Hierarchical sampling in the refinement of protein-ligand complexes and in MM-GSBA calculations is an implementation of the PGL Sampling approach described in "Exploring hierarchical refinement techniques for induced fit docking with protein and ligand flexibility" [1], and applied with other Schrodinger tools in "Leveraging Data Fusion Strategies in Multireceptor Lead Optimization MM/GBSA End-Point Methods" [2].

The PGL algorithm is a protocol for sampling protein sidechains (P), ligand functional groups (G) and ligand orientational degrees of freedom (L). This is achieved through a two-stage sample-and-score algorithm. In order to sample the ligand functional groups, a series of rotamer libraries is created by sampling the ligand functional group in the presence of the ligand core using MacroModel. These rotamer libraries for ligand functional groups are then integrated into the existing Prime side-chain packing algorithm to optimally orient the ligand side chains and the protein functional groups using the Prime Energy Model.
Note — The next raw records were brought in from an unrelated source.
PR #1663, opened 2020-11-20
New feature #16832: Add user group functions to LimeSurveyAPI

flowdnb:
New feature #16832: Add user group functions to LimeSurveyAPI

Dev: Allow plugins to read and create user group, add/remove user from group

### DIFF
--- a/application/libraries/PluginManager/LimesurveyApi.php
+++ b/application/libraries/PluginManager/LimesurveyApi.php
@@ -473,4 +473,90 @@ class LimesurveyApi
             false
         );
     }
+
+    /**
+     * Returns an array of all user groups
+     *
+     * @return array
+     */
+    public function getUserGroups()
+    {   
+        return \UserGroup::model()->findAllAsArray();
+    }
+
+    /**
+     * Adds a new user group
+     *
+     * @param string $groupName Name of user group to be created
+     * @param string $groupDescription Description of user group to be created
+     * @return boolean True or false if user group was added or not
+     */
+    public function addUserGroup($groupName, $groupDescription)
+    {
+        $db_group_name = flattenText($groupName, false, true, 'UTF-8', true);
+        $db_group_description = $groupDescription;
+
+        if (isset($db_group_name) && strlen($db_group_name) > 0) {
+            if (strlen($db_group_name) > 21) {
+                return false;
+            } elseif (\UserGroup::model()->find("name=:groupName", array(':groupName'=>$db_group_name))) {
+                return false;
+            } else {
+                $newUserGroup = new \UserGroup();
+                $newUserGroup->owner_id = 1;
+                $newUserGroup->name = $groupName;
+                $newUserGroup->description = $groupDescription;
+                $result = $newUserGroup->save();
+                if ($result) {
+                    \UserInGroup::model()->insertRecords(array('ugid' => $newUserGroup->getPrimaryKey(), 'uid' => 1));
+                }
+                return $result;
+            }
+        } else {
+            return false;
+        }
+    }
+
+    /**
+     * Adds or removes a user from a user group
+     *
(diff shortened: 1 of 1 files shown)


application/libraries/PluginManager/LimesurveyApi.php
```diff
@@ -473,4 +473,90 @@ public function renderTwig($file, array $data)
...
+
+    /**
+     * Adds or removes a user from a user group
+     *
+     * @param integer $ugid The user group ID
+     * @param integer $uid The user ID
+     * @param string $action The desired action 'add' or 'remove'
+     * @return boolean True or false if user was added/removed to/from group or not
+     */
+    public function userInGroupAction($ugid, $uid, $action)
```
olleharstedt, line 528: Please remove `$action` and split the function in two parts, one for remove, one for add. If the functions have code in common, split it into a third private function.

olleharstedt (changes requested):

Shnoulle:
Not about this function but a general remark : if we add function again on API we have a really great file finally  … maybe find another way to set "this part was in API" ?

application/libraries/PluginManager/LimesurveyApi.php
```diff
@@ -473,4 +473,90 @@ public function renderTwig($file, array $data)
...
+    {
+        $group = \UserGroup::model()->findByAttributes(array('ugid' => $ugid));
+
+        if (empty($group)) {
+            return false;
```
Shnoulle, line 533: Throw Exception ?

application/libraries/PluginManager/LimesurveyApi.php
```diff
@@ -473,4 +473,90 @@ public function renderTwig($file, array $data)
...
+        } else {
+            if ($uid > 0 && \User::model()->findByPk($uid)) {
```
Shnoulle, line 535: Same : throw Exception , no ?

application/libraries/PluginManager/LimesurveyApi.php
```diff
@@ -473,4 +473,90 @@ public function renderTwig($file, array $data)
...
+     * @param string $groupDescription Description of user group to be created
+     * @return boolean True or false if user group was added or not
+     */
+    public function addUserGroup($groupName, $groupDescription)
+    {
+        $db_group_name = flattenText($groupName, false, true, 'UTF-8', true);
+        $db_group_description = $groupDescription;
+
+        if (isset($db_group_name) && strlen($db_group_name) > 0) {
+            if (strlen($db_group_name) > 21) {
```
Shnoulle, line 500: No … must try to save or validate and return model->errors…

application/libraries/PluginManager/LimesurveyApi.php
```diff
@@ -473,4 +473,90 @@ public function renderTwig($file, array $data)
...
+                return false;
+            } elseif (\UserGroup::model()->find("name=:groupName", array(':groupName'=>$db_group_name))) {
```
Shnoulle, line 502: Same : try to validate : return model->errors

olleharstedt:
Merged, but please consider also returning model errors if save fails.

maziminke:
@olleharstedt can we also backport this to LS 3.x API? That version is the LTS version which most customers use so it makes sense making it available there as well.
It is just a new API function, that should not cause any harm...

olleharstedt:
I can try to cherry-pick this into LS3 today. Shouldn't be a problem, as you say.

olleharstedt:
Welp, forgot. Please remind me next week.

olleharstedt:
Cherry-picked to LS3.

Reasons we approved internally:

* Zero or very low risk
* LS4 has been unstable long time
* Request by long-time partner

PR #1664, opened 2020-11-24
Fixed issue #16308: Multi Numeric Slider custom Font Awesome icons

gabrieljenik:
There were several problems:
- numeric-slider.js set the CSS for the custom slider handle, but it used a wrong selector.
- numeric-slider.js set the content to the unicode value directly, without using backslash.
- In the case of Fruity, it was setting the slider handle's background color, which works for 'round' and 'square' but not for 'triangle' and 'custom'. Fixed by adding this rule to all variations: .fruity .slider-handle.custom,.fruity .slider-handle.triangle{background-color:transparent}


application/views/survey/questions/answer/multiplenumeric/rows/sliders/answer_row.twig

To refine the conformation of the ligand core in the active site, a series of possible orientations within a small cutoff (typically 1.0 Å and 30°) of the input orientation are created by systematic sampling. These orientations are evaluated using a flexible steric-only scoring function all all orientations in which the the ligand functional groups and protein side chains can be packed without steric clashes are retained. The resulting orientations are clustered and a representative from each cluster has its protein side chain and ligand functional group degrees of freedom optimized using the Prime side-chain packing algorithm. These optimized conformations are ranked by Prime Energy and the lowest energy conformations are returned.

For MM-GBSA Calculations using hierarchical sampling, the complex structures are optimized using the active site optimization described above. The free receptor conformation is optimized using a Prime side-chain packing optimization without the ligand present. The free ligand conformation isobtained by performing a Prime side-chain packing optimization of the ligand functional groups without the protein present using the same rotamer libraries as used in the hierarchical sampling active site optimization used to determine the complex conformation. The Prime Energy of the optimized complex structure minus the Prime Energy of the optimized “free receptor” and the Prime Energy of the optimized “free ligand” conformation is then returned as the binding energy of the protein-ligand complex. If no ligand core is provided, a core is automatically determined.